The iPad Literally Breaks Every Use Case I Had For It - Raphael
http://layeredbyte.com/2010/01/30/the-ipad-literally-breaks-every-use-case-i-had-for-it/

======
archgrove
Well, the browser has tabs (at least, the iPhone Mobile Safari does, so it's
no stretch to think this does as well). The lack of a camera is, I agree,
silly.

Rather than rebut the rest of his "points" directly, I'll focus on
"multitasking". Frankly, the iPhone and iPad _do_ multitask, in the ways that
are important to (most) people. Multitasking in an end user product really
means "I can do more than one thing at once", not "The computer runs many
processes". The iPhone OS currently accomplishes exactly this, via saved
state.

In any well behaved iPhone app, if you quit, the state of the UI and your data
is persisted, so that when you return, it's like you never left. The UI for
this multitasking is a bit clunky - hit "Home" then pick the app - but for
most people, this works fine. There are only two situations when this doesn't
- when the app does something interesting in the background, and when the
"stack" of application interactions collapses - if I click a mailto: link to
open Mail, quitting that doesn't return me to Safari - I have to go there
again manually.

The two cases of "Does something interesting in the background" that really
people want are audio streaming and notification of some event, and they're
real problems.
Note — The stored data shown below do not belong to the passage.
PR #619, opened 2016-07-21
Upgade to Java version 8u101

amithkanand:
This PR changes default `java` version for `chef-bach` to Java 8 update 101.

### DIFF
--- a/build_bins.sh
+++ b/build_bins.sh
@@ -79,27 +79,12 @@ for version in 0.9.0.1; do
 done
 
 # Fetch Java Tar
-if ! [[ -f jdk-7u51-linux-x64.tar.gz ]]; then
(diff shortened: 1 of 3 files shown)


bijugs:
- Do we need to remove the attributes to be able to support Java 7 since [Apache Hadoop](http://wiki.apache.org/hadoop/HadoopJavaVersions) and related projects like [HBase](https://hbase.apache.org/book.html#java) hasn't yet announced the full support of Java 1.8 for the version we are running?

 - Assuming we did tests to make sure all the components work fine with Java 1,8?

amithkanand:
I don't believe we support different java versions for different components.

amithkanand:
I tested this on my VM cluster and ran few sanity tests. All looks good to me.

PR #620, opened 2016-07-22
Enable hbase service restart when Java version or flavor is changed

bijugs:
``java`` community cookbook now provides a [standard resource](https://github.com/agileorbit-cookbooks/java/blob/7fdd8507991d35065c833fff3554f4642b072366/recipes/notify.rb#L29-L33) to subscribe to get notified when Java version or flavor got changed. This PR is to use this resource and restart ``HBase`` services when there is a change.

**Testing**
- Verified that the ``hbase`` services restart when Java version is changed from 7 to 8.

**Note**
- This PR requires ``java`` cookbook version >= 1.41.0 to be available in chef-server i.e. this can break chef-client runs in an existing cluster.


amithkanand:
Is this only required for `HBase`? What about `NameNode`, 'DataNode`, `NodeManager` and other `Hadoop` related services?

bijugs:
@amithkanand I thought we discussed about this offline y'day. Refer PR #628 raised y'day.

PR #623, opened 2016-07-25
deployment of patched hadoop-common.jar for nested ldap groups support

ekund:
This will support rolling out a jar file that has a temporary patch for nested ldap groups support.  

**This must be rolled out with a corresponding change to the Namenode and Standby Name Node roles that add the new recipe to the runlist, as well as access to the specified jar.**

In order to deploy:
1. add jar to bins directory
2. deploy_bins.sh
3. upload cookbooks
4. CAR on the name node machines.
To test:
make sure the following command would work when the nested structure looks like this:
group_parent
   |
group_child
  |
user1

hdfs groups <user1> | <grep group_parent>

### DIFF
--- a/cookbooks/bcpc-hadoop/recipes/core_site.rb
+++ b/cookbooks/bcpc-hadoop/recipes/core_site.rb
@@ -56,6 +56,8 @@ if node[:bcpc][:hadoop][:hdfs][:ldap][:integration]
 
      'hadoop.security.group.mapping.ldap.search.attr.group.name' =>
        'cn',
+     'hadoop.security.group.mapping.ldap.search.group.hierarchy.levels' =>
+       '1',
     }
   core_site_generated_values.merge!(ldap_properties)
 end
--- a/cookbooks/bcpc-hadoop/recipes/hadoop_patch.rb
+++ b/cookbooks/bcpc-hadoop/recipes/hadoop_patch.rb
@@ -1,0 +1,55 @@
+directory '/usr/local/hadoop' do
+  owner 'root'
+  group 'root'
+  mode '0755'
+  action :create
+end
+remote_file '/usr/local/hadoop/hadoop-common-2.7.1.jar' do 
+  #source 'http://10.0.100.3/hadoop-common-2.7.1.jar'
+  source "#{get_binary_server_url}/hadoop-common-2.7.1.jar"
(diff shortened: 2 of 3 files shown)


cookbooks/bcpc-hadoop/recipes/core_site.rb
```diff
@@ -56,6 +56,8 @@
 
      'hadoop.security.group.mapping.ldap.search.attr.group.name' =>
        'cn',
+     'hadoop.security.group.mapping.ldap.search.group.hierarchy.levels' =>
+       '1',
```
bijugs: Do we want this value to be configurable through an attribute? or `1` is sufficient assuming that that is the max number of hierarchy levels in a typical installation?

cookbooks/bcpc-hadoop/recipes/hadoop_patch.rb
```diff
@@ -0,0 +1,55 @@
...
+remote_file '/usr/local/hadoop/hadoop-common-2.7.1.jar' do 
+  #source 'http://10.0.100.3/hadoop-common-2.7.1.jar'
+  source "#{get_binary_server_url}/hadoop-common-2.7.1.jar"
+  checksum = 'sha256:9ed127f5a9a21c2f3efced7fd73e36d782b73b8eb9820c7ebef5169a94ded8f0'
+  owner 'root'
+  group 'root'
+  mode '0644'
+  action :create
+end
+# backup the previous file
```
bijugs: Do we want to execute this on the condition that the attribute [default["bcpc"]["hadoop"]["distribution"]["release"]](https://github.com/bloomberg/chef-bach/blob/master/cookbooks/bcpc-hadoop/attributes/default.rb#L10) being set to ``2.3.4.0`` so that the code will be fine when new release with the ``hdfs`` patch comes in?

ekund: This is a temporary fix until the new release comes out.  If we get a new release, then this patch needs to be removed.  We could put in a guard if you think that is necessary.

cookbooks/bcpc-hadoop/recipes/core_site.rb
ekund: As each additional hierarchy is quite expensive, and our ldap only has 1 extra level, I don't foresee us ever raising it higher, and if we do need to, we'd need to think about that as it will slow down every single hdfs request.  So I think it is safe to leave it here.

amithkanand:
This is how we roll out patches. This PR is for future reference.

PR #626, opened 2016-07-27
Enable short-circuit reads by default

cbaenziger:
This enables short-circuit reads by default. We have had physical clusters happily running this on HDP 2.3.4 for some time.


pu239ppy:
Looks good

PR #628, opened 2016-07-28
Add restart logic to hdfs and yarn services for Java version/flavor changes

bijugs:
The changes are to restart ``hdfs``, ``yarn`` and ``zookeeper`` services when ``java`` version or flavor is changed in a cluster. The change is same as the one in PR #620 which was for ``hbase`` services.

**Note**
As mentioned in PR #620, this change requires ``java`` cookbook version >= 1.41.0 i.e this is a *breaking* if the ``java`` cookbook used doesn't match this requirement.


http-418:
This is no longer a breaking change, as Biju's update to metadata.rb prevents upload in the event of a stale cookbook.

PR #629, opened 2016-07-29
prevent precise-server-cloudimg-amd64-vagrant-disk1.box from being uploaded

pu239ppy:
We don't want this file to vendor as it is large and will cause "Entity too large" from nginx when cookbooks are being uploaded

### DIFF
--- a/chefignore
+++ b/chefignore
@@ -12,3 +12,4 @@ provisioning
 roles
 vendor
 vbox
+precise-server-cloudimg-amd64-vagrant-disk1.box


http-418:
Lev, how did you end up with a .box file in the top level? On my builds that file is downloaded to the vbox subdirectory, which is already in `chefignore`

pu239ppy:
It is possible that at some point 
https://github.com/bloomberg/chef-bach/blob/master/vbox_create.sh#L40
Did not work properly, I will try to do another build and see

cbaenziger:
Lev would `*.box` be a better pattern anyhow?

PR #1022, opened 2017-11-01
Clear /tmp every week

aespinosa:
Insert a cronjob recipe in base bcpc::default.

# Operation Notes

On first deploy, the deletion of `/tmp` might take a long time.  Chef failures need to be tracked on first run.

Or run it by hand at first to prevent chef failures from timeouts in the first place.

### DIFF
--- a/cookbooks/bcpc/attributes/cronjobs.rb
+++ b/cookbooks/bcpc/attributes/cronjobs.rb
@@ -1,0 +1,4 @@
+default['bcpc']['cronjobs'].tap do |cron|
+  cron['clear_tmp']['frequency'] = 604_800 # in seconds (at 1 week)
+  cron['clear_tmp']['atime_age'] = 7 # in days
+end
--- a/cookbooks/bcpc/recipes/cronjobs.rb
+++ b/cookbooks/bcpc/recipes/cronjobs.rb
@@ -1,0 +1,32 @@
+# Cookbook Name:: bcpc
+# Recipe:: cronjobs
+#
+# Copyright 2017, Bloomberg Finance L.P.
+#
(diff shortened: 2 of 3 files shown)


cbaenziger:
I'd much rather this run from Chef to keep on-top of this, keep this splayed and to record if we are having issues; otherwise we have a synchronize hit on the root-disks' performance across the cluster.

vt0r:
Also would be nice to use something like [tmpreaper](https://packages.ubuntu.com/trusty/admin/tmpreaper) for a bit more control, a la [this cookbook](https://github.com/customink-webops/tmpreaper), but maybe there's one that's been updated more recently. Also, it's not so awesome that `tmpreaper` is only in `universe`, but I guess it could be worse...

aespinosa:
@cbaenziger Update to use guard statement like in the pre-chef 13.x versions of the apt cookbook (See commit descrption in https://github.com/bloomberg/chef-bach/pull/1022/commits/2b27714626d22406c1f4c9b592b698a344dddd47 )

I'll need to look at how tmpreaper's packaged @vt0r .  Glossing over some docs, it installs entries in cron.daily.  Need to make sure there's no unwanted surprises before we pull it in.

http-418:
I feel pretty good about this PR as-is.  It's simple.

vt0r:
Found a pretty clean and simple provider that seems to address both my and Clay's concerns:

https://github.com/racker/cookbook-cleanup

Also sets up a nice resource we can use for any further FS cleanup tasks and should make splay easier. Could even be wrapped with a `locking_resource` if someone wanted to get super fancy (pls no).

aespinosa:
@cbaenziger done addressing all comments

cbaenziger:
Thanks Allan!

PR #1025, opened 2017-11-08
Remove chef-client process checks on repxe

aespinosa:
The operational assumption is that chef keeps running.  In a disabled chef-client, the cronjobs will simply fail at the beginning of its run


pu239ppy:
It may be preserving 
https://github.com/aespinosa/chef-bach/blob/0308bd2f71918c0d5db682ab999b2f7bc729a0eb/repxe_host.rb#L335
in case the client is running

aespinosa:
Retaining chef-client as a service for now

PR #1029, opened 2017-11-10
Specify alternative db for hive metastore

pu239ppy:
This pull requests grants us ability to specify alternative database parameters such as a different server and name for the metastore database


pu239ppy:
This is going to be much harder then initially thought as 'hive@' and 'metastore' are hardcoded all over the place

pu239ppy:
Squahed

PR #1031, opened 2017-11-24
ignore unenroll failure during repxe

pu239ppy:
during repxe if we do not indicate `-n`, repxe_host.rb will attempt to first unenroll the host,  it is possible however that the host may not already be enrolled.  As a result the script crashes and we have to manually enroll just to get it to work.  I propose we ignore this here, and let it fail at enroll phase if there is indeed an issue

However, Apple's persistently said they're trying to protect
the user experience (stability, battery life etc) by denying background apps.
I've no reason to believe this isn't the case (I'm mean really, what are they
gaining except geek ire by restricting this?). The audio case is annoying and
needs a solution - the notification case is slightly better since push was
rolled out.

Outside of these cases, the iPhone multitasks well enough for 99% of the
world. His reading case, catching up on the news etc all are handled - you
just have a slightly painful app switch process (i.e. you press two buttons
rather than just one). The only case that isn't is background movies/music
from 3rd party apps - and really, the only sensible case out of that is music
(Do you really watch a movie _and_ browse at the same time on a 10" screen?).
Regardless, I suspect the point will be moot soon enough - OS 4.0 seems very
likely to bring some notion of background processes.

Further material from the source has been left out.